_What this task involves_
Of all the entries below, retype only the lines from the one with "Fix #3815 - OutputPanel: New" through the one with "I think it was", exactly as they appear.

_Information given_
PR #4911, opened 2019-06-20
Fix #4305 - Improve FileUpload API

### LINKED ISSUE #4305: Improve FileUpload API
After fixing #4038 it brings some design flaws. By definition UploadedFile is either simple or multiple but can't be both. This is what the current design is implying. It's quite confusing... See also @cnsgithub coment: https://github.com/primefaces/primefaces/issues/4038#issuecomment-438169951

> Depending on the CTOR being called we either have the single vs. multiple file upload situation. Since there are two separate field members, part and parts, the other will stay null and therefore is predestinated for NPEs thrown later on. E.g. methods getSize or getInputstream are suitable for the single file upload case only.

A proper design might imply some breaking changes of the current model. We have to make a clear distinction between simple and multiple uploaded file.

I had a quick thought about it:
image

Rapster:


melloware:
I like the changes but this is definitely a pretty significant change for end users. So now when users get an UploadFile in their FileUploadEvent instead of being able to get the Name and Stream etc they will then have to cast or detect that its a Single vs Multiple file?

Can you show an example of what the new Upload receiving code for an end user would look like?

Rapster:
First, regarding `FileUploadEvent`, as stated in the doc:

> Note that multiple mode is for selection only, it does not send all files in one request. FileUpload component always uses a new request for each file.

So instead of returning an `UploadedFile` it returns a `SingleUploadedFile`, they'll have a compiler error and it's easy to fix. That's the biggest change in my opinion, instead of using `UploadedFile`, they'll have to replace it by `SingleUploadedFile`

Second, `MultipleUploadedFile` is used in the newly feature where multiple files can be uploaded using simple mode of FileUploaded. In 95% cases, the user know in advance whether or not multiple files are expected, either they can straightaway cast `UploadedFileWrapper#getWrapped` or used `FileUploadUtils#getUploadedFile`. In case where fileupload mode is set dynamically, yes they'll have to manually check the `UploadedFile` type (either single or multiple)

I'm fully aware of the breaking changes, but I don't think it's very major as the compiler will alert end users

melloware:
Perfect I am happy with a compiler alert I just didn't want it to be something that had to be casted.

Rapster:
I added `FileUploadUtils#consume` to hide the casting complexity

Rapster:
Another thought, FileUploadUtils needs some brush up, I really don't like the fact that the component is passed as a parameter

tandraschko:
Will review next month

Rapster:
To limit the breaking changes, I can keep UploadedFile (known as SingleUploadedFile in this PR) and rename the top interface (UploadedFile) with some other name?

tandraschko:
Shouldn't we rename DefaultUploadedFile into DefaultSingleUploadedFile?
Also FileUploadUtils#consume isn't called?

Rapster:
Indeed, I should rename into `DefaultSingleUploadedFile`. `FileUploadUtils#consume` is an utility for end users to avoid to make themselves explicit casting. Basically, whatever what the input is, at the end you know you're working with `SingleUploadedFile`

Rapster:
Fix `DefaultSingleUploadedFile`, and also since I refactored few things already, I corrected method names of `UploadedFile` into `getInputStream` _(instead of `getInputstream`)_ and `getContent` _(instead of `getContents`)_

tandraschko:
Ok, cool!
If #consume is for public usage, please also add some javadoc. Then +1 from my side.

I will talk with mert then.

Rapster:
Javadoc fixed

Rapster:
Should I merge?

tandraschko:
+1
could you please rename isValidFile with the List<files> to something like "allFilesValid"?

PR #4916, opened 2019-06-20
Fix #3815 - OutputPanel: New View-ID is created when updating a form …

### LINKED ISSUE #3815: OutputPanel: New View-ID is created when updating a form that contains a p:outputpanel in deffered mode.
New javax.faces.ViewState is created after updating @form in deffered load of the outputpanel

## 1) Environment
   Primefaces Community Version 6.2
   Glassfish 3.2 & Payara 4

## 2) Expected behavior
 The behavior of updating h:form or p:outputpanel should be same.

## 3) Actual behavior
 When updating h:form the deferred request returns with a new view-id.

## 4) Steps to reproduce
  Click first time on button1 to initialize the viewscopeBean.
  The second click works fine without re-initialization of viewscopeBean but a new view-id is applied.
  On the third click, the deferred loading of the panel initializes the Postconstruct method again.

  This cannot be reproduced with button2 that updates only the p:outputpanel inside the form.

## 5) Sample XHTML

```
    <h:form id="form1" >
      <p:outputPanel id="test">
        <p:commandButton id="button1" value="update form" process="@this" update="form1" actionListener="#{viewscopeBean.action()}"/>
        <p:commandButton id="button2" value="update panel" process="@this" update="test" actionListener="#{viewscopeBean.action()}"/>
        <p:outputPanel id="filterButtons" deferred="true">        
        </p:outputPanel>
      </p:outputPanel>
    </h:form>
```

## 6) Sample bean

.. @ManagedBean
  @ViewScoped
  public class ViewscopeBean implements Serializable {

    @PostConstruct
    public void initValues() {
    }

    public void action() {
    }
  }

Rapster:


melloware (approved):

tandraschko:
deffered is now always "true" when rendering the script? seems wrong for me

Rapster:
I think it was already the case, `OutputPanel#encodeScript` is called only if deferred

tandraschko:
ahh, yep

PR #4920, opened 2019-06-21
Fix #4296 - Move component CSS classes into Renderers

### LINKED ISSUE #4296: Move component CSS classes into Renderers
99% of the CSS classes are used by renderers, and since these are responsible of rendering, make more sense that CSS classes are defined in renderers and not in component

Rapster:


melloware (approved):
Nice changes, this was a lot of work!

Rapster:
Nah, I did that bits by bits :wink: Though, don't hesitate to check on whatever components inheriting from BaseMenuRenderer or OutcomeTargetRenderer, that was the trickiest part of the migration

melloware:
Looks like you have a merge conflict now with DataTableRenderer.

src/main/java/org/primefaces/component/autocomplete/AutoCompleteRenderer.java
```diff
@@ -44,6 +44,28 @@
 
 public class AutoCompleteRenderer extends InputRenderer {
 
+    public static final String COMPONENT_TYPE = "org.primefaces.component.AutoComplete";
```
Rapster: Note for myself: COMPONENT_TYPE should stay in AutoComplete class

Rapster:
@mertsincan when do you think we could merge this into master?

Rapster:
@mertsincan could you please tell me when do you think we could merge this into master, before the merge of this PR turns into a nightmare?

Rapster:
@mertsincan ?

Rapster:
@mertsincan ?

Rapster:
@tandraschko I thought Mert could have an opinion on this, but never heard from him, so I'm trying my luck with you :sweat_smile: you might have an idea on when I could merge this

tandraschko:
I will need to talk with him. Also got no response for this topic. Seems he has a good workload currently.

I'm also on holiday this week, i will try to check the AbstractMenu/DialogReturn stuff next week.

mertsincan:
Hi,
> @mertsincan could you please tell me when do you think we could merge this into master, before the merge of this PR turns into a nightmare?
- @Rapster, Thanks a lot for your great effort! But, this is a very big PR. It is very difficult for us to keep track of what has changed. Therefore, it would be better for PrimeTek to make this change and frankly, PrimeTek doesn't like to apply such big PRs from the community.

Sorry for the delayed response!

Thanks again, @Rapster ;)

Rapster:
I don't see the difference between from community or PrimeTek since the final result should be the same (it's just moving variable from one class to another). No matter how big the PR is, as long the changes are relevant, it should be done (and PrimeTek approved PR much bigger than that in the past)

tandraschko:
will close it, based on the decision of mert
it's just cosmetics, so i dont have a problem with it

PR #4924, opened 2019-06-23
Fix #4893 LinkButton icon only variant has incorrect theme styling

### LINKED ISSUE #4893: LinkButton icon only variant has incorrect theme styling
See #4888 and #4889
I think it's caused by the following rule in the theme CSS:

```
body .ui-button.ui-button-icon-only {
  overflow: hidden;
}
```

jepsar:
Fix #4893 LinkButton icon only variant has incorrect theme styling


tandraschko:
We cant apply this, we need to do it in the sass files.
@mertsincan can you do that?

mertsincan:
Hi,
Unfortunately, we can not remove overflow:hidden rule from all buttons that have ui-button-icon-only class. It causes FireFox issue on focus. Also, with your fix;
image
I'll fix it now.

Thanks a lot for the PR!

mertsincan:
Please try this css;
```
body .ui-linkbutton.ui-button-icon-only {
  overflow: visible; }
  body .ui-linkbutton.ui-button-icon-only .ui-button-text {
    -webkit-transform: scale(0);
    -moz-transform: scale(0);
    -o-transform: scale(0);
    -ms-transform: scale(0);
    transform: scale(0); }
```

Issue #4847, opened 2019-05-29
DataTable: improve support for filterOptions in dynamicColumns


matinh:
See forum post https://forum.primefaces.org/viewtopic.php?f=3&t=59011&p=175510 for details.

In short: <p:dataTable> with <p:columns> inside has support for filterOptions, but it is not possible to have columns with and without filterOptions.

matinh:
I'll submit a PR, once #4846 is accepted and closed.

PR #4938, opened 2019-06-25
Support for  #4847:  DataTable: improve support for filterOptions in dynamicColumns

matinh:
This PR adds support for filterOptions EL that evaluates to null or empty array, as requested by #4847.

### DIFF
--- a/src/main/java/org/primefaces/component/datatable/DataTableRenderer.java
+++ b/src/main/java/org/primefaces/component/datatable/DataTableRenderer.java
@@ -889,12 +889,18 @@ public class DataTableRenderer extends DataRenderer {
     protected void encodeFilterInput(UIColumn column, ResponseWriter writer, boolean disableTabbing,
         String filterId, String filterStyleClass, Object filterValue, String ariaLabelId) throws IOException {
 
-        if (column.getValueExpression(Column.PropertyKeys.filterOptions.toString()) == null) {
+        if (hasFilterOptions(column)) {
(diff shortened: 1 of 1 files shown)


src/main/java/org/primefaces/component/datatable/DataTableRenderer.java
```diff
@@ -889,14 +889,20 @@ protected void encodeDefaultFilter(FacesContext context, DataTable table, UIColu
...
         else {
             encodeFilterInputSelect(column, writer, disableTabbing, filterId, filterStyleClass, filterValue, ariaLabelId);
         }
     }
 
+    private boolean hasFilterOptions(UIColumn column) {
+        return column.getValueExpression(Column.PropertyKeys.filterOptions.toString()) == null
+            || getFilterOptions(column) == null
+            || getFilterOptions(column).length == 0;
+    }
```
melloware, line 908: My only comment is you could assign `getFilterOptions(column)` in a variable and use that variable twice.

melloware (changes requested):

src/main/java/org/primefaces/component/datatable/DataTableRenderer.java
matinh: Your're right. And in addition, the method name `hasFilterOptions()` was misleading as it was actually checking if no filterOptions were present (logic was correct, though). I'll update the PR.

matinh: Done, PR has been updated.

PR #4943, opened 2019-06-26
Add files via upload

wdjjinan:
fixed bug: first to use column filter then click page size=All, it will throw javax.servlet.ServletException: Unsupported rows per page value: xxx


melloware:
I thin your PR messed up line endings the entire file is showing as changed.  We only want to see the bare minimum changes made.

PR #6205, opened 2020-08-07
Fix #5817: Dialog CSS issues with height width

### LINKED ISSUE #5817: JS: Remediate all JQMIGRATE deprecations

melloware:


tandraschko:
can you explain it? Must we also fix other places again?

melloware:
Dialog has Height and Width as Java String instead of Integer.

So you can do "100" or "100px" or "100vh" or "100%".  I was adding 'px' on the end of `this.cfg.height` and width when it simply just needs to ensure its a string with `String(this.cfg.height)`

melloware:
I am going to do more testing today with dialogs of various flavors.

erickdeoliveiraleal:
yes it fixed the original issue I was having, but now my dialog which was in center is in left top position.

melloware:
Yep just fixed that please pull and try again.  I "over" fixed it.

PR #6213, opened 2020-08-10
Fix #6212: ChartJs animation options

### LINKED ISSUE #6212: ChartJs: Animation attributes definition
LineChartModel doesn't present a way to enable/disable chart animation. Animation comes by default, and I could not find a way to disable it.

melloware:
new global Animation option: https://www.chartjs.org/docs/latest/configuration/animations.html


coldhack (approved):
Very objective solution to allow ChartJs animation options.

PR #6214, opened 2020-08-10
#6211 Dialog: add cache-attribute

### LINKED ISSUE #6211: Dialog: Add "cache" attribute
TabView has the attributes dynamic and cache. With the combination of dynamic=true and cache=false you can ensure the content of a tab is reloaded when you switch to the tab.

Dialog currenty only has dynamic-attribute. When you look at https://www.primefaces.org/showcase/ui/data/datatable/selection.xhtml (first example) you see this currently requires a work-around to update the content of the dialog.

christophs78:


melloware (approved):
Well that was pretty easy. :)

PR #6220, opened 2020-08-13
Fix #6219: FilterMeta/SortMeta equals() and hashcode()

### LINKED ISSUE #6219: DataTable: FilterMeta/SortMeta equals() and hashcode()
**Describe the defect**
In our unit tests, we like to compare the some of the data returned by the datatable.getFilterBy(), which returns a Map of <String, FilterMeta>. For instance we setup some initial filters, do some test work, and then verify the filters match what we expect after the work is complete. In PrimeFaces 7.0, would do something like:
```

Map<String, Object> testData = new HashMap<>();
testData,put("key", "value");
assertEquals(testData, datatable.getFilters());
```

The FilterMeta class in Primefaces 8.0 does not implement the equals method. So, the map comparison will fail even if all of the values in the FilterMeta objects match.

**Reproducer**
```
		Map<String, FilterMeta> filters1 = new HashMap<>();
		filters1.put("title", new FilterMeta("title", "title001"));
		
		Map<String, FilterMeta> filters2 = new HashMap<>();
		filters2.put("title", new FilterMeta("title", "title001"));
		
		System.out.println("Equals: " + filters1.equals(filters2));
```
Result is false

**Environment:**
 - PF Version: 8.0.3

**Expected behavior**
Adding a sensible equals method to the FilterMeta class allow for successful comparison of Maps containing the objects of the FilterMeta type.

melloware:
Because these are added to maps they should implement proper equals and hashcode methods

### DIFF
--- a/src/main/java/org/primefaces/model/FilterMeta.java
+++ b/src/main/java/org/primefaces/model/FilterMeta.java
@@ -24,7 +24,10 @@
 package org.primefaces.model;
 
 import java.io.Serializable;
+import java.util.Objects;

_Written response_
Fix #3815 - OutputPanel: New View-ID is created when updating a form …

### LINKED ISSUE #3815: OutputPanel: New View-ID is created when updating a form that contains a p:outputpanel in deffered mode.
New javax.faces.ViewState is created after updating @form in deffered load of the outputpanel

## 1) Environment
   Primefaces Community Version 6.2
   Glassfish 3.2 & Payara 4

## 2) Expected behavior
 The behavior of updating h:form or p:outputpanel should be same.

## 3) Actual behavior
 When updating h:form the deferred request returns with a new view-id.

## 4) Steps to reproduce
  Click first time on button1 to initialize the viewscopeBean.
  The second click works fine without re-initialization of viewscopeBean but a new view-id is applied.
  On the third click, the deferred loading of the panel initializes the Postconstruct method again.

  This cannot be reproduced with button2 that updates only the p:outputpanel inside the form.

## 5) Sample XHTML

```
    <h:form id="form1" >
      <p:outputPanel id="test">
        <p:commandButton id="button1" value="update form" process="@this" update="form1" actionListener="#{viewscopeBean.action()}"/>
        <p:commandButton id="button2" value="update panel" process="@this" update="test" actionListener="#{viewscopeBean.action()}"/>
        <p:outputPanel id="filterButtons" deferred="true">        
        </p:outputPanel>
      </p:outputPanel>
    </h:form>
```

## 6) Sample bean

.. @ManagedBean
  @ViewScoped
  public class ViewscopeBean implements Serializable {

    @PostConstruct
    public void initValues() {
    }

    public void action() {
    }
  }

Rapster:


melloware (approved):

tandraschko:
deffered is now always "true" when rendering the script? seems wrong for me

Rapster:
I think it was already the case, `OutputPanel#encodeScript` is called only if deferred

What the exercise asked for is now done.